Assignment — Work through the entries below line by line and give the number of lines with the string "FileLine", nothing else.

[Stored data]
·····
PR #2835, opened 2015-07-28
Handle all errors in github.com/getlantern (Closes #2807)

### LINKED ISSUE #2807: Full-project `errcheck` pass and add error checks where necessary

uaalto:
Closes #2807 
This seems to introduce different failures in tests, since the errors are caught earlier on.


src/github.com/getlantern/analytics/analytics.go
```diff
@@ -77,7 +77,11 @@ func Configure(trackingId string, version string, proxyAddr string) {
 			return
 		}
 		// Store new session info whenever client proxy is ready
-		sessionEvent(trackingId, version)
+		if status, err := sessionEvent(trackingId, version); err != nil {
+			log.Debugf("Unable to store new session info: %v", err)
```
myleshorton: I would log this as an error actually

src/github.com/getlantern/buuid/buuid.go
```diff
@@ -58,7 +62,9 @@ func (id ID) Write(b []byte) error {
 // ToBytes returns a 16-byte representation of this ID
 func (id ID) ToBytes() []byte {
 	b := make([]byte, EncodedLength)
-	id.Write(b)
+	if err := id.Write(b); err != nil {
+		log.Debugf("Unable to write as 16-bytes representation: %v", err)
```
myleshorton: I think think should be an Error too --- unlikely to ever happen, but if it does it's concerning I think.

src/github.com/getlantern/buuid/buuid.go
```diff
@@ -70,6 +76,8 @@ func FromString(s string) (ID, error) {
 // String() returns the string-encoded version like in uuid.UUID.
 func (id ID) String() string {
 	b := uuid.UUID(make([]byte, EncodedLength))
-	id.Write([]byte(b))
+	if err := id.Write([]byte(b)); err != nil {
+		log.Debugf("Unable to write as string: %v", err)
```
myleshorton: Same to me here.

src/github.com/getlantern/flashlight/settings/settings.go
```diff
@@ -110,5 +112,8 @@ func read() {
 			}
 			return nil
 		})
+		if err != nil {
+			log.Debugf("Unable to update settings: %v", err)
```
myleshorton: I think this should probably be logged as an error too, although I would imagine settings logs it internally most likely.

src/github.com/getlantern/idletiming/idletiming_conn.go
```diff
@@ -132,14 +139,18 @@ func (c *IdleTimingConn) Write(b []byte) (int, error) {
...
+			}
 			n, err := c.conn.Write(b)
 			c.markActive(n)
 			totalN = totalN + n
 			return totalN, err
 		} else {
 			// Use our own deadline
-			c.conn.SetWriteDeadline(maxDeadline)
+			if err := c.conn.SetWriteDeadline(maxDeadline); err != nil {
+				log.Debugf("Unable to set write deadline: %v", err)
```
myleshorton: I'm torn about these ones. Maybe error too? I actually think they fail all the time though because enproxy doesn't support these deadline funcs, but it's actually still unclear to me why that's not a real problem (or maybe it actually is a real bug, not sure).

src/github.com/getlantern/lantern-mobile/client.go
```diff
@@ -68,7 +68,9 @@ func newClient(addr, appName string) *mobileClient {
 		fronter: hqfd.NewDirectDomainFronter(),
 		appName: appName,
 	}
-	mClient.updateConfig()
+	if err := mClient.updateConfig(); err != nil {
+		log.Debugf("Unable to update config: %v", err)
```
myleshorton: Maybe error?

src/github.com/getlantern/lantern-mobile/client.go
```diff
@@ -137,7 +139,9 @@ func (client *mobileClient) pollConfiguration() {
 			return
 		case <-pollTimer.C:
 			// Attempt to update configuration.
-			client.updateConfig()
+			if err := client.updateConfig(); err != nil {
+				log.Debugf("Unable to update config: %v", err)
```
myleshorton: Here too?

src/github.com/getlantern/lantern-mobile/interface.go
```diff
@@ -2,7 +2,9 @@ package client
 
 // StopClientProxy stops the proxy.
 func StopClientProxy() error {
-	defaultClient.stop()
+	if err := defaultClient.stop(); err != nil {
+		log.Debugf("Unable to stop client: %v", err)
```
myleshorton: Seems like an error too, although not clear we'd be able to log it.

src/github.com/getlantern/yamlconf/yamlconf_disk.go
```diff
@@ -36,7 +36,9 @@ func (m *Manager) reloadFromDisk() (bool, error) {
 
 	if m.cfg != nil && m.cfg.GetVersion() != cfg.GetVersion() {
 		log.Trace("Version mismatch on disk, overwriting what's on disk with current version")
-		m.writeToDisk(m.cfg)
+		if err := m.writeToDisk(m.cfg); err != nil {
+			log.Debugf("Unable to write to disk: %v", err)
```
myleshorton: Error here too?

myleshorton:
Hey looks great @uaalto! A few that seem like they should be logged as errors but otherwise all good.

src/github.com/getlantern/idletiming/idletiming_conn.go
uaalto: It's a significant change in behavior if this fails. I would make it an error, and see if it appears in Loggly.

src/github.com/getlantern/lantern-mobile/client.go
uaalto: It should be then, as in the desktop version.

src/github.com/getlantern/lantern-mobile/interface.go
uaalto: I'll set it as an error too for correctness. But it probably won't log to loggly, just locally.

src/github.com/getlantern/chained/dialer.go
```diff
@@ -40,9 +40,9 @@ func (d *dialer) Dial(network, addr string) (net.Conn, error) {
 	if err != nil {
 		return nil, fmt.Errorf("Unable to dial server: %s", err)
 	}
-	err = d.sendCONNECT(network, addr, conn)
-	if err != nil {
-		conn.Close()
+	if err := d.sendCONNECT(network, addr, conn); err != nil {
+		// We discard this error, since we are only interested in sendCONNECT
+		_ = conn.Close()
```
atavism: If we're just discarding the error, you could just do ``conn.Close()`` here, right?

src/github.com/getlantern/chained/server.go
```diff
@@ -50,7 +50,11 @@ func (s *Server) ServeHTTP(resp http.ResponseWriter, req *http.Request) {
 		fmt.Fprintf(resp, "Unable to dial %s : %s", address, err)
 		return
 	}
-	defer connOut.Close()
+	defer func() {
+		if err := connOut.Close(); err != nil {
+			log.Debugf("Unable to close connection: %v", err)
```
atavism: I think this should be logged as an error too? Same with the three below.

src/github.com/getlantern/flashlight/flashlight.go
```diff
@@ -95,30 +95,34 @@ func main() {
...
 	}
 
 	// Schedule cleanup actions
 	handleSignals()
-	addExitFunc(func() { logging.Close() })
+	addExitFunc(func() {
+		if err := logging.Close(); err != nil {
+			log.Debugf("Error closing log: %v", err)
+		}
+	})
```
atavism: This code to close logging and check the result appears twice (also at 102-105 above). Might be advantageous/cleaner to just move it to a separate function and use that instead?

src/github.com/getlantern/flashlight/flashlight.go
```diff
@@ -190,17 +192,15 @@ func parseFlags() {
 	}
 	// Note - we can ignore the returned error because CommandLine.Parse() will
 	// exit if it fails.
-	flag.CommandLine.Parse(args)
+	_ = flag.CommandLine.Parse(args)
```
atavism: Same as above. If we're ignoring the error, why do we need the underscore at all? Just to be explicit we're ignoring it?

src/github.com/getlantern/chained/server.go
uaalto: ok!

src/github.com/getlantern/flashlight/flashlight.go
uaalto: Yes, I agree. There might be an advantage to placing error checking close to the offending function though. Namely, specialized error messages.

src/github.com/getlantern/flashlight/flashlight.go
uaalto: No if we want errcheck to pass. We should explicitly discard errors from now on.

src/github.com/getlantern/chained/dialer.go
uaalto: We need to be explicit that we are ignoring the error for errcheck to pass, which I think is good as well. It reflects what the comment states.

myleshorton:
I just reverse-merged valencia into this @uaalto, which should hopefully get the tests passing too.

myleshorton:
Weird -- it didn't merge testpackages.txt. I wonder what's up with that. Investigating.

myleshorton:
OK merging!

uaalto:
Great! Thank you!
We now could use the git hooks, just removing temporarily everything but the errcheck tests.

PR #2841, opened 2015-07-29
Stopping Lantern when port 8787 is not available. Closes #2840

### LINKED ISSUE #2840: If port 8787 is used by another application Lantern never starts
Run an application that binds at port 8787.

```
# server.py

import BaseHTTPServer as bhs, SimpleHTTPServer as shs

s = bhs.HTTPServer(("127.0.0.1", 8787), shs.SimpleHTTPRequestHandler)
s.serve_forever()
```

```
python server.py
```

And then try to start Lantern. A new process will spawn waiting forever for the port `8787` to become a proxy.

xiam:
See https://github.com/getlantern/lantern/issues/2840

### DIFF
--- a/src/github.com/getlantern/flashlight/flashlight.go
+++ b/src/github.com/getlantern/flashlight/flashlight.go
@@ -253,9 +253,9 @@ func runClientProxy(cfg *config.Config) {
 	watchDirectAddrs()
 
 	go func() {
-		addExitFunc(pacOff)
 		err := client.ListenAndServe(func() {
 			pacOn()
+			addExitFunc(pacOff)
 			if showui && !*startup {
 				// Launch a browser window with Lantern but only after the pac
 				// URL and the proxy server are all up and running to avoid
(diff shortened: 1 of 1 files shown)


src/github.com/getlantern/flashlight/flashlight.go
```diff
@@ -253,9 +253,9 @@ func runClientProxy(cfg *config.Config) {
 	watchDirectAddrs()
 
 	go func() {
-		addExitFunc(pacOff)
 		err := client.ListenAndServe(func() {
 			pacOn()
+			addExitFunc(pacOff)
```
xiam: Even when `ListenAndServe()` failed the `pacOff()` function was called anyway. It's better to move it here after `pacOn()`.

src/github.com/getlantern/flashlight/flashlight.go
```diff
@@ -267,7 +267,7 @@ func runClientProxy(cfg *config.Config) {
 			}
 		})
 		if err != nil {
-			log.Errorf("Error calling listen and serve: %v", err)
+			exit(fmt.Errorf("Error calling listen and serve: %v", err))
```
xiam: We were logging a message instead of exiting.

myleshorton:
LGTM!

PR #2842, opened 2015-07-29
golog to print stack when PRINT_STACK=true

fffw:
Together with TRACE=true, it's very handy for debugging, especially running test.

### DIFF
--- a/src/github.com/getlantern/golog/golog.go
+++ b/src/github.com/getlantern/golog/golog.go
@@ -252,11 +252,11 @@ func (l *logger) doPrintStack() {
 		if funcForPc == nil {
 			break
 		}
-		file, line := funcForPc.FileLine(pc)
 		name := funcForPc.Name()
 		if strings.HasPrefix(name, "runtime.") {
 			break
 		}
+		file, line := funcForPc.FileLine(pc)
 		fmt.Fprintf(buf, "\t%s\t%s: %d\n", name, file, line)
 	}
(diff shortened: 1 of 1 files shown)


uaalto:
I have two comments about the change:

* I noticed that with `PRINT_STACK=true`, flashlight will output filenames with full path, which I think clutters the log a bit. Does this happen to you? Is it intentional?
* This one is minor and not caused by your change, but I noticed that these environment variables are set to `true` also if `TRACE=1` or `PRINT_STACK=1`, not just with `=true`. I think we should reflect this in the comments, even if it's fairly simple, but currently we assert that _they are only written if the program is run with environment variable "TRACE=true"_

uaalto:
Ok, I see that the full filepaths are only for the stacktrace. What do you think about shortening them to the filename only, or relative paths?

fffw:
@uaalto Sorry for the late response. I didn't notice the clutter caused, but I used to copy and paste the full path to open a file in another vim window (better method exists though).

fffw:
`ParseBool`'s comment says

> ParseBool returns the boolean value represented by the string. It accepts 1, t, T, TRUE, true, True, 0, f, F, FALSE, false, False. Any other value returns an error.

I think less options make things clear to reader. We accept `true` and any other value is unspecified.

uaalto:
Ok to both! I would still reword the comment, because as it stands "only if" is not true!

Thank you for this change @fffw , it is indeed very useful!

PR #2845, opened 2015-07-29
Git hook (closes #2787)

### LINKED ISSUE #2787: Add errcheck, go vet, go xxx -race, etc to git hooks

uaalto:
Closes https://github.com/getlantern/lantern/issues/2787.
It is not perfect yet, and it won't allow any code to be pushed at the moment since our code doesn't pass through all the tests yet. However, as I progress in this code sanitization, it will become practical to use.

It tries to keep running time minimal by testing only packages that have changed since last commit.

I will keep informed.

### DIFF
--- a/README.md
+++ b/README.md
@@ -37,6 +37,11 @@ Install by copying it into the local `.git/hooks/` directory, with the `pre-push
 file name if you want to run it before pushing. Alternatively, you can name it
 `pre-commit` to run it before each commit..
 
+**Important notice**
+
+If you *must* commit without running the hooks, you can run git with the
+`--no-verify` flag.
+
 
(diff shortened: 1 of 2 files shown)


uaalto:
One option that I propose is to keep only `errcheck` activated at the moment, and as I progress on the other checks we can activate them. At the moment golint and go test -race fail and seem to require a fair chunk of attention.

myleshorton:
LGTM @uaalto! Technically we should probably merge #2835 first, but we also don't need to start using this right away, so merging.

uaalto:
Yes, exactly. I will allocate time for the other tests to pass too. Thank you!

PR #2851, opened 2015-07-30
Closes #2846

### LINKED ISSUE #2846: lantern server does not want to accept ^C and refuses to die
Launched a headless Lantern server with the latest valencia code:

```
./lantern_linux_amd64 -role=server -addr=:443
```

After a while I sent `^C` expecting the process to die:

```
^CJul 29 17:58:45.463 - 0m5s DEBUG flashlight: flashlight.go:404 Calling exit func
DEBUG flashlight: flashlight.go:404 Calling exit func
DEBUG flashlight: flashlight.go:407 No exit func remaining, exit now
^C^C^C^C^C^C^C^C
```

Lantern server ignored my signal and kept working; I had to send it another signal to actually terminate it:

```
killall ./lantern_linux_amd64 -KILL
```

I suspect this is related to the changes we made to catch termination signals, but the odd thing is that it does not happen in client mode.

uaalto:
Closes #2846 
Run the server in a goroutine, so it plays nicely with cleanup/signal-handling code.

### DIFF
--- a/src/github.com/getlantern/flashlight/flashlight.go
+++ b/src/github.com/getlantern/flashlight/flashlight.go
@@ -155,9 +155,9 @@ func doMain() error {
 	log.Debug("Running proxy")
 	if cfg.IsDownstream() {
·····
Solution for this exercise — 2